11.9 Compliance With Laws And Regulations. The issuance and transfer of the
Cellegy Common Stock will be subject to and conditioned upon compliance by Vaxis
and Stockholder with all applicable U.S., Canadian, provincial, state and
federal laws and regulations and with all applicable requirements of any stock
exchange or automated quotation system on which Cellegy's Common Stock may be
listed or quoted at the time of such issuance or transfer.
ARTICLE XII
GENERAL PROVISIONS
12.1 Counterparts.
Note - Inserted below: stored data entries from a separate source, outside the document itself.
PR #2315, opened 2025-10-09
Adapt to Rocq#21180

Tragicus:
There are a few `repeat split` in definitions of groups, which causes `split` to try and solve equalities using reflexivity. This used to fail, but with https://github.com/rocq-prover/rocq/pull/21180 the unification algorithm becomes powerful enough to find a solution, albeit not the required one.

### DIFF
--- a/theories/Algebra/Groups/FreeGroup.v
+++ b/theories/Algebra/Groups/FreeGroup.v
@@ -241,7 +241,14 @@ Section Reduction.
   (** Finally we have defined the free group on [A] *)
   Definition FreeGroup : Group.
   Proof.
-    snapply (Build_Group freegroup_type); repeat split; exact _.
+    snapply (Build_Group freegroup_type).
+    - exact _.
+    - exact _.
+    - exact _.
+    - split.
+      + repeat split; exact _.
+      + exact _.
+      + exact _.
   Defined.
   
   Definition word_rec (G : Group) (s : A -> G) : A + A -> G.
--- a/theories/Algebra/Groups/FreeGroup.v
+++ b/theories/Algebra/Groups/FreeGroup.v
@@ -242,13 +242,8 @@ Section Reduction.
   Definition FreeGroup : Group.
   Proof.
     snapply (Build_Group freegroup_type).
-    - exact _.
-    - exact _.
-    - exact _.
-    - split.
-      + repeat split; exact _.
-      + exact _.
-      + exact _.
+    4: split. 4: repeat split.
+    all: exact _.
   Defined.
   
   Definition word_rec (G : Group) (s : A -> G) : A + A -> G.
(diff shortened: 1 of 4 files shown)


theories/Algebra/Groups/FreeGroup.v
```diff
@@ -241,7 +241,14 @@ Section Reduction.
...
   Proof.
-    snapply (Build_Group freegroup_type); repeat split; exact _.
+    snapply (Build_Group freegroup_type).
+    - exact _.
+    - exact _.
+    - exact _.
+    - split.
+      + repeat split; exact _.
+      + exact _.
+      + exact _.
```
jdchristensen: I'm curious how reflexivity could possibly solve any of the goals here.  That doesn't look possible to me.  And it's a bit annoying to be unable to use `repeat split'.

Do either of the following work?
```
    snapply (Build_Group freegroup_type).
    4: repeat split.
    all: exact _.
```
or with the second line replaced with
```
    4: split.  4: split.  4: split.
```

theories/Algebra/Groups/FreeProduct.v
```diff
@@ -524,7 +524,14 @@ Section AmalgamatedFreeProduct.
...
   Proof.
-    snapply (Build_Group amal_type); repeat split; exact _.
+    snapply (Build_Group amal_type).
+    - exact _.
+    - exact _.
+    - exact _.
+    - split.
+      + repeat split; exact _.
+      + exact _.
+      + exact _.
```
jdchristensen: I'd also prefer something more concise here.

jdchristensen (commented):
I guess an alternative is a custom `justsplit' tactic that does nothing on equality goals and does split on all other goals...

theories/Algebra/Groups/FreeGroup.v
Tragicus: One of the goals is the fact that `inv x` is the left-inverse of `x`. Since the unit and the operation are not yet instantiated, there is a solution that makes `op` the constant operation returning the unit.
Oh, good catch, `4: repeat split` causes the issue, but `4: split. 4: repeat split` does work, thank you.

jdchristensen (approved):
I think this looks fine now, without needing a custom tactic.  I think we should only merge it if the Coq change is definitely going to be merged.  Do we know that yet or should I wait to find out?

jdchristensen (approved):
I like the latest version the most.  It's more robust, as once you've specified the operation, the remaining things are properties.

Alizter (approved):

Alizter:
@Tragicus What's the status of the upstream PR? It looks to have been inactive for a bit.

Tragicus:
It is stuck at an issue I do not know how to solve.

Alizter:
@Tragicus I'm happy to merge this if you would like. One more thing off your plate.

Tragicus:
Yes, thank you, the UniMath overlay has just been merged, so this is the only remaining one, which means we should be ready to merge the Rocq PR soon.

PR #2318, opened 2025-10-20
Changes for Rocq PR#21164

jdchristensen:
The changes here make Coq-HoTT build with Rocq PR https://github.com/rocq-prover/rocq/pull/21164

Each commit is independent, and in all but the last case, these are simplifications that are good to have anyways.  (The last case is a minor change, so not a big deal.)

@ppedrot @tabareau

### DIFF
--- a/contrib/HoTTBookExercises.v
+++ b/contrib/HoTTBookExercises.v
@@ -1109,7 +1109,7 @@ Defined.
 Definition Book_3_10_LEM@{j} := forall A : HProp@{j}, A + ~ A.
 
 Definition Book_3_10_Lift@{i j | i < j} (A : HProp@{i}) : HProp@{j}
-  := Build_HProp A.
+  := @Build_HProp A (trunctype_istrunc A).
 
 Definition Book_3_10_impred@{i j k | i < j, j < k} `{Univalence}
   (LEM : Book_3_10_LEM@{j})


theories/Truncations/Core.v
```diff
@@ -28,9 +28,9 @@ Module Export Trunc.
     tr : A -> Trunc n A.
   Arguments tr {n A} a.
 
-  (** Without explicit universe parameters, this instance is insufficiently polymorphic. *)
-  #[export] Instance istrunc_truncation (n : trunc_index) (A : Type@{i})
-    : IsTrunc@{j} n (Trunc@{i} n A).
+  (** Because [IsTrunc] is cumulative, we can use only one universe variable here. *)
+  #[export] Instance istrunc_truncation@{i} (n : trunc_index) (A : Type@{i})
+    : IsTrunc@{i} n (Trunc@{i} n A).
```
jdchristensen, line 33: We decided to make `IsTrunc` (really, `IsTrunc_internal`) cumulative, but this extra flexibility makes it harder for Rocq to choose universe variables optimally.  E.g. with the original version of `istrunc_truncation`, there is not a unique choice of `j`, since anything smaller than the desired `j` will work.  With this change, there is no longer the flexibility to choose `j`, making it easier for Rocq, but then Rocq can fail to find a solution in other situations.  It's a bit of a dilemma, and we might end up making different design decisions once we have algebraic universes.

tabareau:
@jdchristensen  I have updated the Rocq PR https://github.com/rocq-prover/rocq/pull/21164 to handle cumulative inductive type properly, so you can revert last commit  [HoTTBookExercises: make build with Rocq PR#21164](https://github.com/HoTT/Coq-HoTT/pull/2318/commits/b2dfaef636a9d173377fe2e860c9864fe0fa9d81)

PR #2319, opened 2025-10-29
Miscellaneous small changes

jdchristensen:
I've accumulated a bunch of small things.  Each commit is independent and affects only one file, so they can be reviewed separately or together.

### DIFF
--- a/theories/Spaces/Nat/Core.v
+++ b/theories/Spaces/Nat/Core.v
@@ -135,7 +135,7 @@ Scheme leq_ind := Induction for leq Sort Type.
 Scheme leq_rect := Induction for leq Sort Type.
 Scheme leq_rec := Induction for leq Sort Type.
 
-Notation "n <= m" := (leq n m) : nat_scope.
+Infix "<=" := leq : nat_scope.
 
 Existing Class leq.
 Existing Instances leq_refl leq_succ_r.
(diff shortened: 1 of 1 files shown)


theories/Homotopy/Join/Core.v
```diff
@@ -956,6 +964,13 @@ Section JoinPower.
     - exact (equiv_functor_join equiv_idmap IHn).
   Defined.
 
+(*
+  #[export] Instance isconnected_join_power `{Funext} {m : trunc_index}
+    (A : Type) `{IsConnected m A} (n : nat)
+    : IsConnected (??) (join_power A n).
+  -2 m m+2+m m+2+m+2+m  : So ?? should be -2 + n*(2+m).  But we don't have multiplication.
+*)
+
```
ThomatoTomato: What is the reason for adding in this commented block of code? If it is something we want to add in the future, is it better to make an issue and leave it out of the PR?

theories/Categories/Category/Morphisms.v
```diff
@@ -44,9 +44,6 @@ Local Infix "<~=~>" := Isomorphic : category_scope.
 (** ** Theorems about isomorphisms *)
 Section iso_contr.
   Variable C : PreCategory.
-
-
-
   Variables s d : C.
```
ThomatoTomato, line 47: Perhaps we should combine these statements into a single line: `Variables (C : PreCategory) (s d : C)`?

theories/Homotopy/Join/Core.v
jdchristensen: Thanks, this was an error!

theories/Categories/Category/Morphisms.v
jdchristensen: The style in this part of the library is to have only one type per line in most cases, so I'll leave it like that.  Thanks for the suggestion.

Alizter:
I would like to take a look tomorrow at the weekend if that's no problem.

Alizter:
I'm not certain. Since it's only dev that is failing it could be an upstream issue so that would have to be checked. I can take a look tomorrow if it persists.

jdchristensen:
I re-ran the jobs, and there was no error this time, so it was just a temporary glitch.

theories/Basics/Settings.v
```diff
@@ -2,8 +2,6 @@
 
 (** This file contains all the tweaks and settings we make to Coq. *)
 
-(** ** Warnings *)
```
Alizter, line 5: I think I kept this as the natural place to include warnings. I don't feel strongly about keeping it but just FYI.

Alizter (approved):

theories/Basics/Settings.v
jdchristensen: Yeah, that's what I thought, but we may as well keep things simple until we need them.

Issue #2316, opened 2025-10-10
SetoidRewrite.v


jdchristensen:
I'm looking again at the file contrib/SetoidRewrite.v that @patrick-nicodemus kindly contributed to the library in late 2022.  See #1684 and #1695 .

I think this is going to be quite handy for some work in progress with @ThomatoTomato .

A couple of updates to the discussion from back then:

At least as of Rocq 9.0, SetoidRewrite.v builds fine without having the Rocq standard library installed.  You just need the core part of Rocq.  So this is promising, and makes me think we should consider moving it back to the main library.

However, adding `Require Coq.Init.Tactics` at the top of Basics/Settings.v does cause at least one build failure, in Spaces/Nat/Core.v.  The line `inversion leq_m_Sn as [p | k H p]` produces a `p` of type `Logic.eq` instead of a path.  This isn't the end of the world, as we could just import SetoidRewrite.v when needed, but it would be better if we had full compatibility with the library.  Does anyone know a (robust) fix for this particular issue?

Even better, can someone see if they can make the whole library build with SetoidRewrite loaded?  I'd estimate that around half of the library built fine (with no warnings) with Coq.Init.Tactics loaded, so it's probably not too hard to get the whole library to build.  I'm still on Coq 8.20.1, so that's what I tested with.  So another question is whether things are already better with Rocq 9.0 or 9.1.

@Alizter @patrick-nicodemus @ThomatoTomato

patrick-nicodemus:
You can use `ocamldebug` to step through Rocq interactively to debug something, so I spent some time today configuring that hoping to step through the execution of `rewrite` to see what happens. I haven't quite mastered the use of it.

jdchristensen:
Here's a further data point that I think can justify moving SetoidRewrite into the main library as soon as 9.0 is our minimum.  What I found is that we no longer need to ensure that Coq.Init.Tactics is the first thing imported into a file.  Importing it used to clear the typeclass database (e.g. this happens in 8.20.1), but with 9.0 and 9.1 I tested that it doesn't do that anymore.  (With 9.0 I did still find one or two glitches when it is imported later, but they are rare.)

So the upshot is that with 9.0 and up, it is ok to selectively use SetoidRewrite in the library, as it doesn't then require importing Coq.Init.Tactics in all of the dependencies.

It would still be good to figure out a way to ensure that importing Coq.Init.Tactics doesn't break existing proofs, but this is less of a blocking issue now.

[...]

PR #2323, opened 2025-11-09
get the library working with Coq.Init.Tactics loaded

patrick-nicodemus:
Branch for trying to get the library working with `Coq.Init.Tactics` loaded. Dan reported an error where `inversion` uses `Logic.eq` instead of `paths`, so we try to fix it by registering appropriate terms for `core.eq.*`, but this causes breakages in the `rewrite` tactic, how can we fix this?

### DIFF
--- a/theories/Basics/Overture.v
+++ b/theories/Basics/Overture.v
@@ -282,6 +282,10 @@ Definition paths_rect := paths_ind.
 Register paths as core.identity.type.
 Register idpath as core.identity.refl.
 Register paths_rect as core.identity.ind.
+Register paths as core.eq.type.
+Register idpath as core.eq.refl.
+Register paths_ind as core.eq.ind.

This Agreement may be executed in two or more
counterparts, each of which shall be deemed to be an original but all of which
shall constitute one and the same agreement.
12.2 Brokers.
(a) Vaxis represents and warrants to Cellegy that no broker, finder or
financial advisor is entitled to any brokerage, finder's or other fee or
commission in connection with the Transaction or the transactions contemplated
by this Agreement based upon arrangements made by or on behalf of Vaxis.
(b) Cellegy represents and warrants to Vaxis that no broker, finder or
financial advisor is entitled to any brokerage, finder's or other fee or
commission in connection with the Transaction or the transactions contemplated
by this Agreement based upon arrangements made by or on behalf of Cellegy.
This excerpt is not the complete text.